WVIV-FM
- Lemont, Illinois; United States;
- Broadcast area: Chicago metropolitan area
- Frequency: 93.5 MHz
- Branding: Latino Mix 93.5

Programming
- Language: Spanish
- Format: Contemporary hit radio

Ownership
- Owner: Uforia Audio Network; (Univision Radio Illinois, Inc.);
- Sister stations: Radio: WOJO; WPPN; ; TV: WXFT-DT; WGBO-DT; ;

History
- First air date: April 17, 1960 (as WAJP)
- Former call signs: WAJP (1960-1985); WJTW (1985–2003); WVIX (2003–2017);
- Call sign meaning: "Viva" (previous branding)

Technical information
- Licensing authority: FCC
- Facility ID: 48449
- Class: A
- ERP: 3,500 watts
- HAAT: 133 meters (436 ft)
- Transmitter coordinates: 41°51′30.1″N 87°57′16.2″W﻿ / ﻿41.858361°N 87.954500°W
- Repeater: 105.1 WOJO-HD3 (Evanston)

Links
- Public license information: Public file; LMS;
- Webcast: Listen live
- Website: 935chicago.univision.com

= WVIV-FM =

Radio station in Lemont–Chicago, Illinois

WVIV-FM (93.5 MHz) is a commercial Spanish FM radio station licensed to Lemont, Illinois, serving the Chicago metropolitan area. It is owned by TelevisaUnivision. The station is a part of TelevisaUnivision's Uforia Audio Network brand. The station's studios are located at 625 North Michigan Avenue in downtown Chicago, and the transmitter is atop the Oakbrook Terrace Tower in Oakbrook Terrace, Illinois.

WVIV is also the affiliate station for the Chicago Bears team.

==History==
===WAJP===
The station began broadcasting April 17, 1960, and originally held the call sign WAJP. The station was owned by Alfred J. Pohlers and Mary Jane Pohlers, and its call sign was based on Alfred J. Pohlers' initials. WAJP aired a beautiful music format, along with polka shows and other specialty programming blocks.

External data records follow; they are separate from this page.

PR #6211, opened 2022-07-17
Replace `.map().unwrap_or()` with `.map_or()`.

chrisnc:
Use a `match` with a guard instead of a `.map().filter().unwrap_or()`
chain on an `Option`.

### DIFF
--- a/alacritty_terminal/src/ansi.rs
+++ b/alacritty_terminal/src/ansi.rs
@@ -1155,8 +1155,9 @@ where
         let mut params_iter = params.iter();
         let handler = &mut self.handler;
 
-        let mut next_param_or = |default: u16| {
-            params_iter.next().map(|param| param[0]).filter(|&param| param != 0).unwrap_or(default)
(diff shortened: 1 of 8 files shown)


alacritty_terminal/src/ansi.rs
```diff
@@ -1155,8 +1155,9 @@ where
         let mut params_iter = params.iter();
         let handler = &mut self.handler;
 
-        let mut next_param_or = |default: u16| {
-            params_iter.next().map(|param| param[0]).filter(|&param| param != 0).unwrap_or(default)
+        let mut next_param_or = |default: u16| match params_iter.next() {
+            Some(&[param, ..]) if param != 0 => param,
```
chrisnc, line 1159: This will change the behavior when the `param` slice has length `0`. Before this would `panic`, now it will return `default`. From my reading of the code in `vte` code this should never happen, but can leave this change out if it's not preferred.

kchibisov (approved):

PR #503, opened 2022-07-01
Rename IpfsUploader to PinataUploader

adam-maj:


src/core/classes/ipfs-storage.ts
```diff
@@ -297,7 +297,7 @@ export class IpfsStorage implements IStorage {
     signerAddress?: string,
   ): Promise<string> {
     // TODO move down to IStorageUpload
-    const token = await (this.uploader as IpfsUploader).getUploadToken(
+    const token = await (this.uploader as PinataUploader).getUploadToken(
```
adam-maj, line 300: Do we really need this function here? It's doing a lot of things that we shouldn't be doing - for one it's using an internal function of a single IPFS implementation in the top-level class (this won't work once we add more uploaders), and also its exposed publicly even though its marked as internal.

adam-maj: @joaquim-verges

PR #505, opened 2022-07-04
Update Signature Drop create batch with progress and improvement

nachoiacovino:


joaquim-verges (approved):
Thank you! Will try to consolidate these in the future so the logic is shared

PR #527, opened 2022-07-26
Add correct avax fuji chain name

nachoiacovino:


jnsdls (approved):
LGTM - ideally we should end up driving these names etc directly from SDK instead of having multiple sources of truth (dashboard and sdk are not guaranteed to be in sync right now)

PR #528, opened 2022-07-27
handle nextTokenIdToMint for BatchMintMetadata ERC721 contract extension

jnsdls:


jnsdls:
nah, this is not the way

PR #529, opened 2022-07-28
Rename PriceSchema to AmountSchema

nachoiacovino:
So we get a correct error message if they submit an invalid quantity


jnsdls (approved):
this will work fine but I dislike the duplication just for a different error message

src/schema/shared.ts
```diff
@@ -84,6 +84,13 @@ export const RawDateSchema = z.date().transform((i) => {
   return BigNumber.from(Math.floor(i.getTime() / 1000));
 });
 
+export const AirdropQuantitySchema = z
```
joaquim-verges, line 87: I think we already have an alias for Price that is "Amount" - can you use that instead?

nachoiacovino: not sure what you mean here, I added this because I realized the error message for airdrop when invalid quantity was wrong

joaquim-verges: lets just call this `AmountSchema` and use it for the `Amount` type

joaquim-verges (approved):

src/common/currency.ts
```diff
@@ -32,7 +32,7 @@ export async function normalizePriceValue(
   currencyAddress: string,
 ) {
   const metadata = await fetchCurrencyMetadata(provider, currencyAddress);
-  return utils.parseUnits(PriceSchema.parse(inputPrice), metadata.decimals);
+  return utils.parseUnits(AmountSchema.parse(inputPrice), metadata.decimals);
```
joaquim-verges, line 35: this was PriceSchema - why is it changed?

src/types/currency.ts
```diff
@@ -39,10 +39,10 @@ export type TokenHolderBalance = { holder: string; balance: CurrencyValue };
  * Represents a currency price already formatted. ie. "1" for 1 ether.
  * @public
  */
-export type Price = z.input<typeof PriceSchema>;
+export type Price = z.input<typeof AmountSchema>;
```
joaquim-verges, line 42: why did you change this one? this should not be changed

joaquim-verges (changes requested):

joaquim-verges (approved):
talked offline

PR #530, opened 2022-08-03
fix: do not minify compiled sources for Node.js

robertrossmann:
Minification makes debugging this project in its installed form practically impossible because

1. you cannot reasonably step through the code
2. variable names are unreadable

I understand the motivation to minify the codebase when targetting web browsers to reduce the overal size of the SDK but for Node.js file size is only a problem when it goes to the extremes.

I would like to also ask you, should you accept this PR, to also publish a non-minified version of the SDK to npm. 🙏

### DIFF
--- a/tsup.config.ts
+++ b/tsup.config.ts
@@ -12,7 +12,7 @@ export default defineConfig([
     sourcemap: true,
     // we'll just manually "clean" the dist dir before running this (to avoid potential race conditions)
     clean: false,
-    minify: true,
+    minify: false,
     platform: "node",
     replaceNodeEnv: true,
     // now required because not defaulted anymore


joaquim-verges:
Thanks for this @robertrossmann ! 

This change seems very reasonable to me. We need to run a couple of tests to check what happens on some browser frameworks that annoyingly load the node package instead of the browser one 😐 

Will let you know once it's done, we'll try to get to it this week. cc @jnsdls

robertrossmann:
Thanks @joaquim-verges ! ❤️ FYI merging and releasing this to npm would be a great help on my current project as it would allow me to step through the SDK's code when things don't work as I would expect. 😄 Also, this would allow me to apply hotfixes on my local installation of the SDK with `patch-package` and submit a proper pull request at a more convenient time than two days before product launch. 😂

joaquim-verges:
Merging this as well. Haven't had time to test much but it's easy to revert if reports come through.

WAJP was originally licensed to Joliet, Illinois, and its studios and transmitter was located on Ruby Street in Joliet. The station had an ERP of 1,000 watts at a HAAT of 250 ft. In 1972, the station's ERP was increased to 3,000 watts and its HAAT was increased to 260 ft.

===WJTW===
In 1985, the station was sold to New Horizons Communications for $450,000. Shortly after the station was sold, its call sign was changed to WJTW and it adopted an adult contemporary format. The station continued to air an adult contemporary format until 2003. As an adult contemporary station, it was branded "Lite Hits", "Lucky 93.5", and finally "Star 93.5".

In 1995, the station was sold to Barden Broadcasting for 800,000. In 1998, the station was sold to Pride Communications. Later that year, the station's transmitter was moved to the east side of Joliet, near U.S. 6 and Draper Ave., and its HAAT was increased to 276 ft. In 2000, the station was sold to NextMedia Group.

===Spanish language formats===
In 2003, Hispanic Broadcasting Corporation purchased the station for $32 million. The station's call sign was changed to WVIX and it adopted a Spanish hits format branded "Viva", simulcasting 103.1 WVIV-FM in Highland Park, Illinois. Shortly thereafter, the station's transmitter was moved to Lockport, Illinois, near I-355 and 151st Street, and its ERP was increased to 6,000 watts at 100 m.

In July 2005, WVIV-FM/WVIX flipped formats to Hurban as "La Kalle".

In 2009, the WVIV-FM/WVIX simulcast adopted a Spanish oldies format branded "Recuerdo 103.1/93.5".

In 2011, the station's city of license was changed to Lemont, Illinois.

On July 1, 2011, the WVIV-FM/WVIX simulcast changed their format back to Hurban, branded as "La Kalle 103.1/93.5" after the format moved from WPPN 106.7 FM, which flipped to Spanish AC as "Pasion 106.7".

On December 12, 2011, the WVIV-FM/WVIX simulcast was rebranded as "Maxima 103.1/93.5", as its format shifted towards Spanish CHR. The station's branding would later be changed to "Latino Mix 103.1/93.5".

On May 25, 2017, Univision announced that 103.1 would break off the simulcast and be sold to Polish National Alliance for $5.5 million. A condition of the sale was 93.5 WVIX completing its move to the Oakbrook Terrace Tower, where it would operate with an ERP of 3.5 kW at an HAAT of 133 m. Shortly after the announcement of 103.1's sale, 93.5 completed its move to Oakbrook Terrace.

On June 16, 2017, WVIV-FM and WVIX swapped calls.